I would hope, that if I got the clerical officer position, I could move in time to a slightly more senior position in time (given my experience and qualifications). Even with a Grade 4 or 5, I think that one would surely get the work completed in 40 or 45 hrs a week. 

Also the loss of status is a consideration.  I have worked and studied hard to get my exams and also to get all my relevant experience signed off.  Sometimes I think this will all be a waste if I go to the public sector in an office job which anyone could get.  On the other hand, there would be a great work/life balance, as the working week is very short and the salary is very high considering the short working week.


----------



## vladamir (11 Aug 2007)

this sounds like madness.

go for the civil service grades of EO, AO and open HEO. you will also work 35 hours per week in these grades (generally - some will work a lot more) and you will have much better career opportunities.

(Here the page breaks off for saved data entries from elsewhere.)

PR #1108, opened 2022-09-09
Enable "c" test for test_builtin_bool.py

### LINKED ISSUE #1104: Enable `c` test for `integration_tests/test_builtin_bool.py`
On executing, `lpython --show-c integration_tests/test_builtin_bool.py` I get the following error,

```bash
code generation error: Cast kind 9 not implemented
  --> integration_tests/test_builtin_bool.py:26:16
   |
26 |     assert not bool(f)
   |                ^^^^^^^ 


```

xmnlab:
In order to enable the "c" test for test_builtin_bool.py it was necessary to add some "cast" that was missing in [asr_to_c_cpp.h](https://github.com/lcompilers/lpython/compare/main...xmnlab:lpython:1104-enable-tests-for-test_builtin_bool.py?expand=1#diff-b57347717b40c348eefd0b276ac88c5aaecab2e92f3e17da4a5738158457c4b1)

Resolve #1104 

PS: @czgdp1807 I am not sure about this check: https://github.com/lcompilers/lpython/compare/main...xmnlab:lpython:1104-enable-tests-for-test_builtin_bool.py?expand=1#diff-71deb66202ad6a1e88305b3bee772e479643e037d278446a610f561216ee65c5R500 do you have any idea if it would be necessary and how to check the type there?


src/libasr/codegen/asr_to_c_cpp.h
```diff
@@ -643,6 +643,27 @@ R"(#include <stdio.h>
...
+                src = "(bool)(" + src + ")";
+                break;
+            }
+            case (ASR::cast_kindType::LogicalToCharacter) : {
+                src = "(char)(" + src + ")";
+                break;
+            }
+            case (ASR::cast_kindType::CharacterToLogical) : {
+
+                src = "(bool)(strlen(" + src + ") > 0 ? 1 : 0)";
```
Smit-create, line 660:
```suggestion
                src = "strlen(" + src + ") > 0 ? true : false)";
```

src/libasr/codegen/asr_to_c.cpp
```diff
@@ -490,6 +490,20 @@ R"(
...
     }
 
+    void visit_ComplexConstant(const ASR::ComplexConstant_t &x) {
+        headers.insert("complex");
+
+        std::string re = std::to_string(x.m_re);
+        std::string im = std::to_string(x.m_im);
+
+        std::string type_name = "float complex";
+        // if (x.m_type == 8) type_name = "double complex";
```
czgdp1807, line 500: Why this is commented out?

src/libasr/codegen/asr_to_c_cpp.h
xmnlab: And what about `"(bool)(strlen(" + src + ")>0)"`?

src/libasr/codegen/asr_to_c.cpp
xmnlab: I got the idea from here: https://github.com/lcompilers/lpython/blob/main/src/libasr/codegen/asr_to_c.cpp#L226

but m_type is a pointer: `ttype_t* m_type`

do you have any idea how to deal with that?

another question, I copied it from another function: `last_expr_precedence = 2;`
is that correct? what is it used for?

xmnlab: I tried to debug it here but I didn't find any useful information here:

```
$14 = (const LFortran::ASR::ComplexConstant_t &) @0x7ffff784c9a8: {static class_type = LFortran::ASR::ComplexConstant, base = {
    static class_type = LFortran::ASR::expr, base = {type = LFortran::ASR::expr, loc = {first = 6108, last = 6108}}, 
    type = LFortran::ASR::ComplexConstant}, m_re = 0, m_im = 0, m_type = 0x7ffff784c958}
```

any idea about how I should proceed here? thanks

xmnlab: @czgdp1807 any comment about that?

src/libasr/codegen/asr_to_c.cpp
```diff
@@ -490,6 +490,20 @@ R"(
...
+
+        src = "(" + type_name + ") (" + re + ", " + im + ")";
+
+        last_expr_precedence = 2;
```
czgdp1807, line 504: Its fine to have it as the same pattern is followed in other constant nodes (IntegerConstant, LogicalConstant, etc.).

src/libasr/codegen/asr_to_c.cpp
czgdp1807: I would uncomment the line as `m_kind` signifies the number of bytes a constant/type will occupy. So for `8` kind we should `double complex`.

xmnlab: yep, but as you can see here: https://github.com/lcompilers/lpython/pull/1108#discussion_r967696075

```
$14 = (const LFortran::ASR::ComplexConstant_t &) @0x7ffff784c9a8: {static class_type = LFortran::ASR::ComplexConstant, base = {
    static class_type = LFortran::ASR::expr, base = {type = LFortran::ASR::expr, loc = {first = 6108, last = 6108}}, 
    type = LFortran::ASR::ComplexConstant}, m_re = 0, m_im = 0, m_type = 0x7ffff784c958}
```
it doesn't have m_kind there. the question is, is there any way to access this information from `ASR::ComplexConstant_t`?

src/libasr/codegen/asr_to_c.cpp
xmnlab: nice! thanks!

src/libasr/codegen/asr_to_c.cpp
czgdp1807: m_kind is in the type of expression. Fetch the type, down cast it to ASR::Complex and then you can obtain the m_kind.

xmnlab:
this PR is ready again for  a new round of review. thanks!!
cc @czgdp1807

xmnlab:
@czgdp1807 let me know if there is anything else missing here :) thanks!!

src/libasr/codegen/asr_to_c_cpp.h
```diff
@@ -647,6 +647,23 @@ R"(#include <stdio.h>
                 src = "(bool)(" + src + ")";
                 break;
             }
+            case (ASR::cast_kindType::LogicalToReal) : {
+                src = "(float)(" + src + ")";
```
czgdp1807, line 651: Depends on the kind of destination `Real_t` type. `float` should be used for kind `4` and `double` should be used for kind `8`.

src/libasr/codegen/asr_to_c_cpp.h
```diff
@@ -647,6 +647,23 @@ R"(#include <stdio.h>
...
+            }
+            case (ASR::cast_kindType::CharacterToLogical) : {
+
+                src = "(bool)(strlen(" + src + ") > 0)";
+                break;
+            }
+            case (ASR::cast_kindType::ComplexToLogical) : {
+                src = "(bool)(" + src + ")";
+                break;
+            }
```
czgdp1807, line 666: Is this case tested in this PR? If not then update `test_builtin_bool.py` to test this complex to logical case.

czgdp1807 (changes requested):

src/libasr/codegen/asr_to_c_cpp.h
xmnlab: It seems it is already tested by:

```
    c: c32
    c = complex(2, 3)
    assert bool(c)
    c = complex(0, 0)
    assert not bool(c)
    assert not bool(0 + 0j)
```

src/libasr/codegen/asr_to_c_cpp.h
xmnlab: done! thanks!

xmnlab:
@czgdp1807 suggestions applied .. thank you!

czgdp1807 (approved):

certik:
Thanks @xmnlab !

PR #1109, opened 2022-09-10
Add some missing Cast in C/CPP

### LINKED ISSUE #1152: Bug in C codegen
I was trying to compile and run the C code generated from `integration_tests/test_builtin_str.py` (#1109 ). I found the following issue with the C codegen:
Python:
```py
def f():
    s: str
    s = "abcde"
    c: str
    for c in s[::-1]:
        print(c)

f()
```

The generated C code on the main branch is:
```c
void f()
{
    int32_t __explicit_iterator;
    char * __tmp_assign_for_loop = (char*) malloc(40 * sizeof(char));
    char * c = (char*) malloc(40 * sizeof(char));
    char * s = (char*) malloc(40 * sizeof(char));
    strcpy(s, "abcde");
    for (__explicit_iterator=0; __explicit_iterator<=strlen(__tmp_assign_for_loop) - 1; __explicit_iterator++) {
        strcpy(c, (char *)memcpy((char *)calloc(2U, sizeof(char)), __tmp_assign_for_loop + __explicit_iterator + 1 - 1, 1U));
        printf("%s\n", c);
    }
}
```

The above code is incorrect because we expect `__tmp_assign_for_loop` to contain the value of `s[::-1]`. This is because of this line in the ASR frontend:
https://github.com/lcompilers/lpython/blob/91cb772ef86a58d8b5020a8dde864754bc06d06a/src/lpython/semantics/python_ast_to_asr.cpp#L3653

The variable value is ignored in C code generation as seen in the above code `__tmp_assign_for_loop` does not contain the correct value and so essentially will give segmentation fault due to memory errors.

I tried to fix that by using the following diff(changed made to wherever variables are declared):
```diff
diff --git a/src/libasr/codegen/asr_to_c_cpp.h b/src/libasr/codegen/asr_to_c_cpp.h
index b696d8d1e..bed985fc9 100644
--- a/src/libasr/codegen/asr_to_c_cpp.h
+++ b/src/libasr/codegen/asr_to_c_cpp.h
@@ -520,6 +520,17 @@ R"(#include <stdio.h>
             }
         }

+        for (auto &item : x.m_symtab->get_scope()) {
+            if (ASR::is_a<ASR::Variable_t>(*item.second)) {
+                ASR::Variable_t *v = ASR::down_cast<ASR::Variable_t>(item.second);
+                if (v->m_value) {
+                    self().visit_expr(*v->m_value);
+                    std::string name(v->m_name);
+                    decl += name +  " = " + src + ";\n";
+                }
+            }
+        }
+
```
And got the following C code:
```c
void f()
{
    int32_t __explicit_iterator;
    char * __tmp_assign_for_loop = (char*) malloc(40 * sizeof(char));
    char * c = (char*) malloc(40 * sizeof(char));
    char * s = (char*) malloc(40 * sizeof(char));
    __tmp_assign_for_loop = _lfortran_str_slice(s, 0, 0, -1, false, false);
    strcpy(s, "abcde");
    for (__explicit_iterator=0; __explicit_iterator<=strlen(__tmp_assign_for_loop) - 1; __explicit_iterator++) {
        strcpy(c, (char *)memcpy((char *)calloc(2U, sizeof(char)), __tmp_assign_for_loop + __explicit_iterator + 1 - 1, 1U));
        printf("%s\n", c);
    }
}
```

That still won't work because `__tmp_assign_for_loop` is assigned before `s` is assigned. Any suggestions to fix it?

Smit-create:
Fixes #1152


czgdp1807:
Can you test this as well? Like try enabling integration tests which work after this change? If none works then add new tests.

src/libasr/codegen/asr_to_c_cpp.h
```diff
@@ -117,6 +117,30 @@ R"(#include <stdio.h>
...
+    char s[20];
+    sprintf(s, "%f", x);
+    return s;
+}
+
+char* _lpython_real_to_string(double x) {
+    char s[20];
+    sprintf(s, "%lf", x);
+    return s;
+}
```
czgdp1807, line 143: I am confused here. These functions are a part of `asr_to_c_cpp.h` and not the generated C code? How will these functions end up there?

Smit-create:
> Can you test this as well?

Yeah, I'm waiting for some other C PRs to be merged so that I can use that code.

Smit-create:
I haven't enabled the C integration because of precision issues while asserting float/str values in the llvm/C backend.

tests/tests.toml
```diff
@@ -313,6 +313,7 @@ asr = true
 [[test]]
 filename = "../integration_tests/test_builtin_str.py"
 asr = true
+c = true
```
certik, line 316: Does the example compile? If so, I would remove this line, and rather enable it in integration_tests. That's the ultimate test, and it doesn't slow down `./run_tests.py`. We should only use the `./run_tests.py` if we are testing some complicated feature where it matters how the C code is generated.

tests/reference/c-test_builtin_str-7e198f7.stdout
```diff
@@ -0,0 +1,139 @@
...
+    ASSERT(strcmp("123", _lfortran_int_to_str4(x)) == 0);
+    x = 12345;
+    ASSERT(strcmp("12345", _lfortran_int_to_str4(x)) == 0);
+    x = -12;
+    ASSERT(strcmp("-12", _lfortran_int_to_str4(x)) == 0);
+    x = -121212;
+    ASSERT(strcmp("-121212", _lfortran_int_to_str4(x)) == 0);
+    xx =   1.23222339999999999e+01;
+    ASSERT(strcmp(_lfortran_float_to_str4(xx), "12.322234") == 0);
+    yy =   1.23222339999999999e+01;
```
Smit-create, line 70: These tests will fail after compilation because of precision issues.

czgdp1807: Can you make them pass? What’s the blocker which’s failing them?

certik: Those are most probably bad tests if they compare floating point directly, as that will fail in general, as you found out. So the test should be improved to use `abs(x-y) < eps` approach.

tests/reference/c-test_builtin_str-7e198f7.stdout
```diff
@@ -0,0 +1,139 @@
...
+    s = _lfortran_int_to_str4(-567);
+    ASSERT(strcmp(s, "-567") == 0);
+    ASSERT(strcmp(_lfortran_int_to_str4(4), "4") == 0);
+    ASSERT(strcmp(_lfortran_int_to_str4(-5), "-5") == 0);
+    ASSERT(strcmp("", "") == 0);
+    ASSERT(strcmp("1234", "1234") == 0);
+    ASSERT(strcmp(false ? "True" : "False", "False") == 0);
+    ASSERT(strcmp(true ? "True" : "False", "True") == 0);
+    ASSERT(strcmp("just a str", "just a str") == 0);
+    ASSERT(strcmp(_lfortran_float_to_str8(  1.21234000000000002e+01), "12.1234") == 0);
```
Smit-create, line 107: The only failing test is this. The error comes from this line, `_lfortran_float_to_str8(  1.21234000000000002e+01)` gives: `"12.123400"` but RHS is `"12.1234"`. I think we have the same issue with LLVM in precision but it was not raised by LLVM backend because it visits the `x.m_value` which is not null in this case and so doesn't raise an error there.

certik: The original test is `assert str(12.1234) == "12.1234"` which is wrong. You can't test floating point numbers like that. You could (in this case) do it like this: `assert str(12.1234)[:7] == "12.1234"` and hopefully it would work.

tests/reference/c-test_builtin_str-7e198f7.stdout
czgdp1807: > So the test should be improved to use `abs(x-y) < eps` approach.

Correct. I agree.

Smit-create:
@certik @czgdp1807 Please have a look if this is good to go.

certik (approved):
I think this is fine. @czgdp1807 can you please review it?

src/libasr/codegen/asr_to_c_cpp.h
```diff
@@ -793,6 +793,36 @@ R"(#include <stdio.h>
...
+            right = "0";
+            rig_present = "false";
+        }
+        if (x.m_step) {
+            self().visit_expr(*x.m_step);
+            step = src;
+        } else {
+            step = "1";
+        }
+        src = "_lfortran_str_slice(" + arg + ", " + left + ", " + right + ", " + \
```
czgdp1807, line 822: Do we need to handle the case where both `x.m_start`, `x.m_end` and `x.m_step` are `NULL`? Do we test this? I think there will be 8 cases to test with `nullptr` and `not nullptr` for each `x.m_start`, `x.m_end` and `x.m_end` giving 2 x 2 x 2 = 8 cases. Are we making sure we test each of these. If some of these are supposed to give semantic error then include them in `errors/` folder.

Smit-create: Done

czgdp1807 (approved):

Issue #938, opened 2022-08-08
Nice API to create loops and if statements in LLVM


certik:
Perhaps something with C++ lambda functions: if(<lambda condition>, <lamba then>, optional <lambda else>), and you just fill in the condition and then / else, and the if function generates the correct boilerplate.

Currently every time we need an if statement or a loop, we have to emit all the boilerplate instructions.

PR #1110, opened 2022-09-13
Implement If_stmt and loop API in the LLVM backend

Thirumalai-Shaktivel:
Closes: #938

### DIFF
--- a/src/libasr/codegen/asr_to_llvm.cpp
+++ b/src/libasr/codegen/asr_to_llvm.cpp
@@ -277,6 +277,36 @@ public:
         builder->SetInsertPoint(bb);
     }
 
+    template <typename Cond, typename Body>
+    void create_loop(Cond condition, Body loop_body) {
+        dict_api_lp->set_iterators();
+        dict_api_sc->set_iterators();
+        llvm::BasicBlock *loophead = llvm::BasicBlock::Create(context, "loop.head");
+        llvm::BasicBlock *loopbody = llvm::BasicBlock::Create(context, "loop.body");
+        llvm::BasicBlock *loopend = llvm::BasicBlock::Create(context, "loop.end");
+        this->current_loophead = loophead;
+        this->current_loopend = loopend;
+
+        // head
+        start_new_block(loophead);
+        {
+            llvm::Value* cond = condition();
+            builder->CreateCondBr(cond, loopbody, loopend);
+        }
+
+        // body
+        start_new_block(loopbody);
+        {
+            loop_body();
+            builder->CreateBr(loophead);
+        }
+
+        // end
+        start_new_block(loopend);
+        dict_api_lp->reset_iterators();
+        dict_api_sc->reset_iterators();
+    }
+
     inline bool verify_dimensions_t(ASR::dimension_t* m_dims, int n_dims) {
         if( n_dims <= 0 ) {
             return false;
@@ -3662,31 +3692,17 @@ public:
     }
 
     void visit_WhileLoop(const ASR::WhileLoop_t &x) {
-        dict_api_lp->set_iterators();
-        dict_api_sc->set_iterators();
-        llvm::BasicBlock *loophead = llvm::BasicBlock::Create(context, "loop.head");
-        llvm::BasicBlock *loopbody = llvm::BasicBlock::Create(context, "loop.body");
-        llvm::BasicBlock *loopend = llvm::BasicBlock::Create(context, "loop.end");
-        this->current_loophead = loophead;
-        this->current_loopend = loopend;
-
-        // head
-        start_new_block(loophead);
-        this->visit_expr_wrapper(x.m_test, true);
-        llvm::Value *cond = tmp;
-        builder->CreateCondBr(cond, loopbody, loopend);
-
-        // body
-        start_new_block(loopbody);
-        for (size_t i=0; i<x.n_body; i++) {
-            this->visit_stmt(*x.m_body[i]);
-        }
-        builder->CreateBr(loophead);
-
-        // end
-        start_new_block(loopend);
-        dict_api_lp->reset_iterators();
-        dict_api_sc->reset_iterators();
+        create_loop(
+            [this, x]() {
+                this->visit_expr_wrapper(x.m_test, true);
+                return tmp;
+            },
+            [this, x]() {
+                for (size_t i=0; i<x.n_body; i++) {
+                    this->visit_stmt(*x.m_body[i]);
+                }
+            }
+        );
     }
 
     void visit_Exit(const ASR::Exit_t & /* x */) {
--- a/src/libasr/codegen/asr_to_llvm.cpp
+++ b/src/libasr/codegen/asr_to_llvm.cpp
@@ -277,6 +277,31 @@ public:
         builder->SetInsertPoint(bb);
     }
 
+    // Note: `create_if_else` and `create_loop` are optional APIs
+    // that do not have to be used. Many times, for more complicated
+    // things, it might be more readable to just use the LLVM API
+    // without any extra layer on top. In some other cases, it might
+    // be more readable to use this abstraction.
+    template <typename IF, typename ELSE>
+    void create_if_else(llvm::Value * cond, IF if_block, ELSE else_block) {
+        llvm::Function *fn = builder->GetInsertBlock()->getParent();
+
+        llvm::BasicBlock *thenBB = llvm::BasicBlock::Create(context, "then", fn);
+        llvm::BasicBlock *elseBB = llvm::BasicBlock::Create(context, "else");
+        llvm::BasicBlock *mergeBB = llvm::BasicBlock::Create(context, "ifcont");
+
+        builder->CreateCondBr(cond, thenBB, elseBB);
+        builder->SetInsertPoint(thenBB); {
+            if_block();
+        }
+        builder->CreateBr(mergeBB);
+
+        start_new_block(elseBB); {
+            else_block();
+        }
+        start_new_block(mergeBB);
+    }
+
     template <typename Cond, typename Body>
     void create_loop(Cond condition, Body loop_body) {
         dict_api_lp->set_iterators();
@@ -288,15 +313,13 @@ public:
         this->current_loopend = loopend;
 
         // head
-        start_new_block(loophead);
-        {
+        start_new_block(loophead); {
             llvm::Value* cond = condition();
             builder->CreateCondBr(cond, loopbody, loopend);
         }
 
         // body
-        start_new_block(loopbody);
-        {
+        start_new_block(loopbody); {
             loop_body();
             builder->CreateBr(loophead);
         }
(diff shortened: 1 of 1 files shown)


src/libasr/codegen/asr_to_llvm.cpp
```diff
@@ -3662,31 +3723,16 @@ class ASRToLLVMVisitor : public ASR::BaseVisitor<ASRToLLVMVisitor>
...
+        auto test = [this, x]() {
+            this->visit_expr_wrapper(x.m_test, true);
+            return tmp;
+        };
+        auto body = [this, x]() {
+            for (size_t i=0; i<x.n_body; i++) {
+                this->visit_stmt(*x.m_body[i]);
+            }
+        };
+        loop_api(test, body);
```
certik, line 3735:
```suggestion
        loop_api([this, x]() {
            this->visit_expr_wrapper(x.m_test, true);
            return tmp;
        }, [this, x]() {
            for (size_t i=0; i<x.n_body; i++) {
                this->visit_stmt(*x.m_body[i]);
            }
        });
```

src/libasr/codegen/asr_to_llvm.cpp
```diff
@@ -277,6 +277,77 @@ class ASRToLLVMVisitor : public ASR::BaseVisitor<ASRToLLVMVisitor>
         builder->SetInsertPoint(bb);
     }
 
+    template <typename IF>
+    void if_api(llvm::Value * cond, IF if_block) {
```
certik, line 281:
```suggestion
    void create_if_stmt(llvm::Value * cond, IF if_block) {
```

src/libasr/codegen/asr_to_llvm.cpp
```diff
@@ -277,6 +277,77 @@ class ASRToLLVMVisitor : public ASR::BaseVisitor<ASRToLLVMVisitor>
...
+            if_block();
+        }
+        builder->CreateBr(mergeBB);
+
+        start_new_block(elseBB);
+        start_new_block(mergeBB);
+    }
+
+    template <typename IF, typename ELSE>
+    void if_else_api(llvm::Value * cond, IF if_block, ELSE else_block) {
```
certik, line 300:
```suggestion
    void create_if_else(llvm::Value * cond, IF if_block, ELSE else_block) {
```

src/libasr/codegen/asr_to_llvm.cpp
```diff
@@ -277,6 +277,77 @@ class ASRToLLVMVisitor : public ASR::BaseVisitor<ASRToLLVMVisitor>
...
+
+        start_new_block(elseBB);
+        {
+            else_block();
+        }
+        start_new_block(mergeBB);
+    }
+
+    template <typename Cond, typename Body>
+    void loop_api(Cond condition, Body loop_body) {
```
certik, line 322:
```suggestion
    void create_loop(Cond condition, Body loop_body) {
```

certik (approved):
I think this looks great.

czgdp1807 (changes requested):
Please do the replacement of all loops, if-else blocks in https://github.com/lcompilers/lpython/blob/main/src/libasr/codegen/llvm_utils.cpp (where the actual benefit of this API will be visible) with the call to your APIs. The loops in `src/libasr/codegen/asr_to_llvm.cpp` are very simple apparently so the loops/if-else APIs won't be tested properly.

Thirumalai-Shaktivel:
Working on it!

src/libasr/codegen/llvm_utils.cpp
```diff
@@ -920,24 +962,20 @@ namespace LFortran {
...
-                deepcopy_key_value_pair_linked_list(srci, desti, dest_key_value_pairs,
-                    src_capacity, dict_type, module);
-            }
-            builder->CreateBr(mergeBB);
-            llvm_utils->start_new_block(elseBB);
-            llvm_utils->start_new_block(mergeBB);
+            llvm_utils->create_if_else(
+                is_key_set,
+                [this, src_key_value_pairs, dest_key_value_pairs, itr,
+                        src_capacity, dict_type, &module]() {
```
Thirumalai-Shaktivel, line 971: - The above variables inside the square bracket are read-only.
- I can also replace it with the below suggestion (but it makes all the variables read-write):
```suggestion
                [&]() {
```
Both of them work fine, but the second one reduces the pain to define the variable inside the `[]`
Which one should I use, make the variables read-only or simply use `&`?
cc @certik, @czgdp1807

src/libasr/codegen/llvm_utils.cpp
```diff
@@ -1746,42 +1759,38 @@ namespace LFortran {
...
-            }
-            builder->CreateBr(mergeBB);
-
-            llvm_utils->start_new_block(elseBB);
-            llvm_utils->start_new_block(mergeBB);
+            llvm_utils->create_if_else(
+                is_key_set,
+                [this, key_list, idx, key_asr_type, value_list, value_asr_type,
+                        current_capacity, new_key_list, new_value_list,
+                        new_key_mask, &module]() {
```
Thirumalai-Shaktivel, line 1769: ..

Thirumalai-Shaktivel:
The PR has a huge change, Can you please review it carefully?
cc @czgdp1807

czgdp1807 (commented):
The amount of boilerplate for if-else and loop in LLVM is constant with respect to the size of the body and condition. So, having these APIs provides very slight benefit (at least according to me) when it comes to generating code for if-else and loop in LLVM as you are just replacing constant number of boilerplate lines with another constant number of API calls. The drawback of these APIs is that you have to think your logic in such a way that complies with the API (so flexibility is lost with very slight advantage). Hence, calling the API to create these if-else and loop is an overhead IMO. So, I am leaning towards not merging this. If other team members think that this should be merged then feel free to merge.

Thirumalai-Shaktivel:
Thanks for the review!

Thirumalai-Shaktivel:
> The drawback of these APIs is that you have to think your logic in such a way that complies with the API

```c++
create_if_else(
	cond,
	[]() {
		// if_block.
	},
	]() {} // empty else_block.
);
```
Here the API takes three parameters, among which 1st -> condition, 2nd and 3rd are if and else blocks. The `square bracket` is used to capture the variables within the block.
Here, the `if_block` can be written as we write code within the `if statement`.
I think this looks more readable than before. But I don't know whether it is difficult while writing the new code (future implementations).

czgdp1807:
It's not always the case that condition is a single LLVM API call. Sometimes condition can also be a block (it is actually the case with dict when you have to decide on the basis of key mask and matching keys so you need to extract the information inside the block to form the condition). Now tweaking the algorithm according to the API is not right IMO because somewhere we are taking the risk of sacrificing performance to comply with the API.

Also, note that its always at max 7 lines of boilerplate to generate code for if-else block and loops. Now we replacing those 7 lines with 1 call to the functions you have added. So a benefit of 6 lines which is very small compared to the overhead it brings in.

But again if the team wants to merge this then its okay.

Thirumalai-Shaktivel:
I see, now I understood the problem

src/libasr/codegen/asr_to_llvm.cpp
```diff
@@ -3620,73 +3668,53 @@ class ASRToLLVMVisitor : public ASR::BaseVisitor<ASRToLLVMVisitor>
...
-        builder->CreateBr(mergeBB);
-
-        start_new_block(elseBB);
-        for (size_t i=0; i<x.n_orelse; i++) {
-            this->visit_stmt(*x.m_orelse[i]);
-        }
-
-        start_new_block(mergeBB);
+        create_if_else(
+            tmp,
```
certik, line 3672:
```suggestion
        create_if_else(tmp,
```

src/libasr/codegen/asr_to_llvm.cpp
```diff
@@ -3620,73 +3668,53 @@ class ASRToLLVMVisitor : public ASR::BaseVisitor<ASRToLLVMVisitor>
...
+                for (size_t i=0; i<x.n_body; i++) {
+                    this->visit_stmt(*x.m_body[i]);
+                }
+            },
+            [this, x]() {
+                for (size_t i=0; i<x.n_orelse; i++) {
+                    this->visit_stmt(*x.m_orelse[i]);
+                }
+            }
+        );
```
certik, line 3683: Let's see how short one can make this:
```suggestion
        create_if_else(tmp,
            [=]() {
                for (size_t i=0; i<x.n_body; i++) {
                    this->visit_stmt(*x.m_body[i]);
                }
            }, [=]() {
                for (size_t i=0; i<x.n_orelse; i++) {
                    this->visit_stmt(*x.m_orelse[i]);
                }
            }
        );
```

src/libasr/codegen/llvm_utils.h
```diff
@@ -96,6 +96,11 @@ namespace LFortran {
 
             void start_new_block(llvm::BasicBlock *bb);
 
+            template <typename IF, typename ELSE>
+            void create_if_else(llvm::Value * cond, IF if_block, ELSE else_block);
+            template <typename Cond, typename Body>
+            void create_loop(Cond condition, Body loop_body);
```
certik, line 102: Let's move all the implementation here.

And add documentation that this is an optional API, that does not have to be used, that many times for more complicated things it might be more readable to just use the LLVM API without any extra layer on top. In some other cases it might be more readable to use this abstraction. So this API is provided and can be optionally used, but it is not required.

src/libasr/codegen/llvm_utils.cpp
```diff
@@ -737,76 +754,59 @@ namespace LFortran {
...
-                LLVM::CreateStore(*builder,
-                    llvm::ConstantPointerNull::get(llvm::Type::getInt8PtrTy(context)),
-                    curr_dest_next_ptr
+        llvm_utils->create_loop(
+            [this]() {
+                return builder->CreateICmpNE(
+                    LLVM::CreateLoad(*builder, src_itr),
+                    llvm::ConstantPointerNull::get(llvm::Type::getInt8PtrTy(context))
+                );
+            },
```
Thirumalai-Shaktivel, line 763: @czgdp1807, the changes in the `asr_to_llvm.cpp` for if and loop API seem simplified. So, it looks good!
But, should the changes in the `llvm_utils.cpp` be reverted or keep it with the following changes?

src/libasr/codegen/asr_to_llvm.cpp
```diff
@@ -3620,73 +3612,42 @@ class ASRToLLVMVisitor : public ASR::BaseVisitor<ASRToLLVMVisitor>
...
-        }
-        builder->CreateBr(mergeBB);
-
-        start_new_block(elseBB);
-        for (size_t i=0; i<x.n_orelse; i++) {
-            this->visit_stmt(*x.m_orelse[i]);
-        }
-
-        start_new_block(mergeBB);
+        llvm_utils->create_if_else(tmp, [=]() {
```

I think the Dept. of Finance advertise annually for AO Finance people - accountants, economists and the like. you'd start way higher than a CO and could probably expect promotion within five years if you do a decent job.

if you need out of your job straight away - take the CO job but keep your eyes out for the jobs mentioned above. you would not fit the average CO profile and i suspect you'd find the work mind numbing.


----------



## buzybee (11 Aug 2007)

I am located in the south of Ireland, so there would not be loads of opportunities for AO, EO Grade 4s etc. I am applying for the Executive Officer and Grade 4 positions as well, but I am not getting high up enough on the panel. There is no guarantee that I will get into the Public Service at this level, even if I keep trying another few years. At least, if I am in the public service as Clerical Officer, I might be able to get an acting Grade 4. It is very hard to get a Grade 4 administrative position from the outside. These generally go to people who are currently in the public service with experience as 'acting' grade 4s.

It is easier to get high up in the Clerical Officer panel, than to get high up in the AO, EO, Grade 4 panels.  Because of less competition, I find that I can come within the top 10, even sometimes within the top 5, in the Clerical Officer exams.  This is because most of the applicants would just have a leaving cert/secretarial courses and would be younger with less experience.  Whereas in the EO or AO exams, I would come 60 or 70 on the basis of exam results.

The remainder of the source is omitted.